Если пациент невменяем, врачам следует запросить мнение любого ухаживающего за ним человека (или любого подпадающего под действие раздела 4 (7) закона «О дееспособности» 2005 года), если таковое обращение не является «непрактичным или неуместным» или существует какая-то другая убедительная причина не обращаться за консультацией.
Карл Уинспер 28 лет страдал церебральным параличом, эпилепсией и не только этими болезнями. В последние дни своей жизни, предшествовавшие смерти вечером 3 января 2011 года, он был невменяем. Его доставили в больницу днем раньше. В три часа ночи, в день смерти, ординатор кардиологического отделения пометил его карточку знаком DNACPR. Он принял такое решение на основании клинических соображений, не проконсультировавшись заранее с матерью больного. Медицинское определение гласило:
Верховный суд счел, что телефонный звонок матери Уинспера, пусть и в три часа ночи, при всей нежелательности и несвоевременности оказался бы полезным с практической точки зрения. Точка зрения ординатора, заключавшаяся в том, что распоряжение DNACPR представляло собой клиническое решение, не нуждавшееся в обсуждении с родителями, по мнению суда отражало «непонимание самой природы такой консультации», которая, как написал судья, «имеет своей целью сообщить решение пациенту – а в случае его невменяемости ухаживающему за ним лицу – о том, что важные медицинские заключения в отношении лечения принимались с уместным их вкладом в процесс получения медицинского заключения, принцип достоинства и наилучших интересов соблюдался в самом широком смысле, а семья могла присутствовать при принятии решения и реагировать на новости». Суд посчитал, что больница нарушила права мистера Уинспера по статье 8.
Имена Трэйси и Уинспера будут звучать в коридорах больниц до тех пор, пока этический и легальный императив, требующий участия пациентов и родственников в принятии решения по DNACPR, не станет понятным всем и каждому. Врачебные ошибки Самое трудное – признать ошибку
Даже лучшие фокусники делают ошибки, которые, попросту говоря, неизбежны. Посему хорошие маги заранее придумывают отговорки и запоминают их на случай непоправимой неудачи: «настоящий маг подъедет сию минуту» или же «а у нас в магической лаборатории все прекрасно получалось». Один мой друг в подобных ситуациях говорит: «Во всяком случае, если я ошибусь, никто не умрет».
Врачи не могут пользоваться этой линией защиты. Их ошибки могут повлечь за собой серьезный ущерб. Если ошибка фокусника обычно очевидна всем, ошибку врача бывает трудно заметить, особенно человеку, не получившему медицинского образования. В конце концов пациенту уже плохо к моменту появления доктора. Ошибку первым делом распознает, как правило, врачебная бригада.

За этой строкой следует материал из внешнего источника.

PR #177, opened 2019-08-02
Test master branch only

ahartikainen:
This PR enables branch-tests only for master.

This enables the developer to create a branch under `httpstan` and run tests only once for the PR.

### DIFF
--- a/.appveyor.yml
+++ b/.appveyor.yml
@@ -1,5 +1,6 @@
 os: Visual Studio 2015
 platform: x64
+skip_branch_with_pr: true
 environment:
   global:
     MINICONDA: "C:\\Miniconda37-x64"
--- a/.travis.yml
+++ b/.travis.yml
@@ -1,6 +1,9 @@
 dist: xenial
 language: python
 python: 3.6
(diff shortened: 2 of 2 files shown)


riddell-stan:
I'm a little confused about this one. Isn't the standard practice to have developers create branches on their own accounts? (I realize we didn't follow this in pystan always.)

riddell-stan:
I'd propose having all pull requests use branches from developers' accounts. This seems like a good idea to me because it creates a standard practice for both developers and other contributors (who don't have push access). It also seems like it's what astropy does https://github.com/astropy/astropy/branches . They seem to have a particularly clean contribution process.

ahartikainen:
That is totally fine. I think I will close this PR

On PyStan repo I have many times used the webpage interface for github to fix small problems, which causes a problem with fork (it can not be sync), So it has been just easier to create a new branch for the repo (and I have just kept one repo sync).

For httpstan and pystan-next we can define more strict rules for dev work. (Also I have terminal now with the android, so I can handle syncing with the phone).

PR #178, opened 2019-08-02
Manual rollout for appveyor

ahartikainen:
Skip unnecessary commit -tests for PR with multiple untested commits.

### DIFF
--- a/.appveyor.yml
+++ b/.appveyor.yml
@@ -8,6 +8,16 @@ environment:
     - PYTHON_VERSION: 3.7
 
 install:
+  # If there is a newer build queued for the same PR, cancel this one.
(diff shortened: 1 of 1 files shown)


ahartikainen:
I rebased this PR with #179 so the tests could be run correctly.

riddell-stan:
Can we see how bad things are with appveyor's "rollout builds" setting? I haven't had any problem so far. This adds a lot of confusing (to me) lines of code to the configuration.

ahartikainen:
Yes, I think we could actually start with that. We need to change settings in appveyor. Maybe if we are not happy with the results, let's add this manual hack.

ahartikainen:
I activated the rolling build option in appveyor (only for PR).

PR #179, opened 2019-08-02
Appveyor/update conda version

ahartikainen:
Change conda base from 3.7 to 3.6 in appveyor.  This is due to problems found in  https://github.com/conda/conda/issues/8865 and https://github.com/conda/conda/issues/8836

Updates also appveyor procedure to use mingw32-make from the m2w64-toolchain.

### DIFF
--- a/.appveyor.yml
+++ b/.appveyor.yml
@@ -2,7 +2,7 @@ os: Visual Studio 2015
 platform: x64
 environment:
   global:
-    MINICONDA: "C:\\Miniconda37-x64"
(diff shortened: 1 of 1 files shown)


riddell-stan:
Thanks. Glad to have this by itself.

In the previous one you had ``os: Visual Studio 2017``. Did we want that?

ahartikainen:
I think there is no real gain with it.

ahartikainen:
Here is the list of pre-installed software on different images.  https://www.appveyor.com/docs/windows-images-software/

PR #181, opened 2019-08-06
fix: Remove (currently) unsupported sampling algo

### LINKED ISSUE #180: Support only a single sampling algorithm
There are two sampling algorithms right now. For the beta release the plan is to support a single default algorithm, hmc_nuts_diag_e_adapt. This is the default algorithm for cmdstan.

riddell-stan:
Only the default sampling algorithm, `hmc_nuts_diag_e_adapt` is
supported.

Also update a test to remove a reference to the unsupported algorithm.

Closes #180.


riddell-stan:
@ahartikainen Ready.

PR #186, opened 2019-08-07
Use .pyd for Windows modules

ahartikainen:
Fixes https://github.com/stan-dev/pystan-next/issues/81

Помню разговор с доктором, к которой обратилась за консультацией семья с ребенком-инвалидом. Прочитав историю его болезни, она поняла, что, скорее всего, ранее его терапия была неадекватной. И оказалась раздираемой двумя желаниями: сохранить преданность коллегам и рассказать правду родителям малыша. С моей точки зрения, тут не было никакой нравственной дилеммы. Врачу следовало дать родителям совет обратиться к адвокату.

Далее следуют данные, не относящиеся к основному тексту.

PR #195, opened 2019-08-09
fix: Restore STAN_THREADS

### LINKED ISSUE #191: Parallel sampling broken (STAN_THREADS related)
PR #176 intentionally introduced this bug. It needs to be fixed.

riddell-stan:
Restore use of STAN_THREADS which was removed to address a compatibility
issue.

This code is not expected to work using certain versions of gcc.

Closes #191

### DIFF
--- a/.travis.yml
+++ b/.travis.yml
@@ -5,13 +5,7 @@ matrix:
   include:
     - python: 3.6
       env: TOXENV=py36
-      compiler: gcc
-    - python: 3.6
-      env: TOXENV=py36
       compiler: clang
-    - python: 3.7
-      env: TOXENV=py37
-      compiler: gcc
     - python: 3.7
       env: TOXENV=py37
       compiler: clang
--- a/.travis.yml
+++ b/.travis.yml
@@ -3,16 +3,9 @@ language: python
 python: 3.6
 matrix:
   include:
-    - python: 3.6
-      env: TOXENV=py36
-      compiler: clang
-    - python: 3.7
-      env: TOXENV=py37
-      compiler: clang
     - env: TOXENV=flake8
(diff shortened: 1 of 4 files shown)


riddell-stan:
If things work with clang, we can remove gcc testing (or see if gcc 9 works).

ahartikainen:
Should we call `pytest` or even `python -m pytest` and use `-v`?

It is quite hard to say what failed without `-v`.

riddell-stan:
All tests should pass. This should be good to merge.

Tests pass for me locally with clang 6. On ubuntu 18.04 I have to run tests this way: ``CC="clang -stdlib=libstdc++" CCX="clang++ -stdlib=libstdc++" python3 -m pytest tests``

I've debugged the original problem extensively with gdb, see https://discourse.mc-stan.org/t/example-of-use-of-autodiffstacksingleton-stan-threads-related/10037 for discussion.

Short-term solution is to drop support for gcc for httpstan and pystan 3 on Linux. Clang works fine. (And maybe gcc will work on Windows?) With luck there will be a fix with Stan 2.21.

Thanks @wds15 for your help debugging this!

riddell-stan:
I think there's some sort of travis problem. Running tests via `tox` works fine locally for me, provided I export ``CC=clang CXX=clang++``.

ahartikainen:
I tested too with this branch on Ubuntu. (parallel bernoulli & pystan-next corr_matrix)

clang clang++ works, gcc g++ fails.

riddell-stan:
Let's see if a newer tox version helps.

riddell-stan:
@ahartikainen I managed to get travis working but I'll do that as part of a separate PR. I propose merging this as is.

PR #198, opened 2019-08-09
fix: Update tox version

riddell-stan:
This will not hurt and may help current continuous integration problems.


riddell-stan:
I'll go ahead and merge this as it doesn't touch code.

PR #202, opened 2019-08-10
fix(ci): Test using clang on travis

riddell-stan:
Do not merge yet.

Also, needs to be rebased on master once #195 is merged.

Either travis does not actually export CXX or there is some `libstdc++` issue.

### DIFF
--- a/.travis.yml
+++ b/.travis.yml
@@ -1,19 +1,24 @@
-dist: xenial
+dist: bionic
 language: python
-python: 3.6
+# NOTE: when `language: python` is set, using `compiler: clang` or
+# `compiler: gcc` does nothing. These only work when `language: cpp`.
 matrix:
   include:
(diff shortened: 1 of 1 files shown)


ahartikainen:
Does python even use `CXX` kw?

It basically uses `CC` only. But for clang, clang++ is just clang with some extra settings.

riddell-stan:
Looks like distutils doesn't use CXX although some people want it to: https://bugs.python.org/issue1222585

I think the problem was that `compiler: clang` doesn't actually set CC to be clang -- which is a bit maddening since the travis docs say that it does (albeit on language: c++ projects). I guess people like us who are doing C++ extensions in Python aren't much of a priority.

riddell-stan:
This should be good to go now.

ahartikainen:
LGTM

PR #204, opened 2019-08-10
prefix to 'httpstan_' for tempfiles

ahartikainen:
Makes it easier to inspect tempfiles and also remove the old ones (Windows problem).

### DIFF
--- a/httpstan/models.py
+++ b/httpstan/models.py
@@ -166,7 +166,7 @@ def import_model_extension_module(model_name: str, module_bytes: bytes):
     module_filename = f"{module_name}{'.so' if platform.system() != 'Windows' else '.pyd'}"
     assert isinstance(module_bytes, bytes)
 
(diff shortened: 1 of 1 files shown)


httpstan/models.py
```diff
@@ -248,7 +248,7 @@ def _redirect_stderr_to(stream: IO[Any]) -> int:
 
     # write files need for compilation in a temporary directory which will be
     # removed when this function exits.
-    with TemporaryDirectory() as temporary_directory:
+    with TemporaryDirectory('httpstan_') as temporary_directory:
```
riddell-stan: Maybe match the use above (i.e., with or without `prefix=`)?

(I'm assuming you'll have to change this anyway since black is going to complain.)

ahartikainen: Yes, there should be `prefix=`.

PR #565, opened 2025-07-01
refactor: apply ruff format and lint to code

ajbozarth:
This is a follow up to #561 that applies the ruff format and lint.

Трудно переоценить, насколько существенным могло бы оказаться для семьи судебное решение о возмещении убытков. Оно могло бы покрыть астрономическую стоимость лечения и позволить родителям найти более подходящее жилье или улучшить условия своей жизни. Хотелось бы знать, почему врачи не рассказали родителям об этой ошибке. Что произошло во время этого совещания по заболеваемости и смертности, когда практикант излагал этот случай всему отделению? Неужели никто не выступил в защиту этой семьи? Неужели никто не понял, что молчание может обречь эту семью на десятилетия жестокой борьбы?
В опубликованном в 2008 году исследовании рассказов молодых врачей об ошибках Кролл с коллегами отметил, что «мы на удивление мало знаем об исправлении в Соединенном Королевстве допущенных медицинских ошибок». Чтобы выяснить подробности, авторы опросили 38 молодых и продолжающих обучение врачей и установили существование «ощущения профессиональной лояльности, в силу которой врачи, невзирая на известный дискомфорт, умалчивали о чужих ошибках». Они также обнаружили, что общая реакция после ошибки часто была следующей: ошибка объявлялась закономерной, ее заглаживали доброй усмешкой или объявляли «допустимой при отсутствии опыта», «несерьезной», «не вопросом жизни и смерти». Смерть пациента после ошибки часто подавалась в контексте неизбежности: «Больной все равно не выжил бы».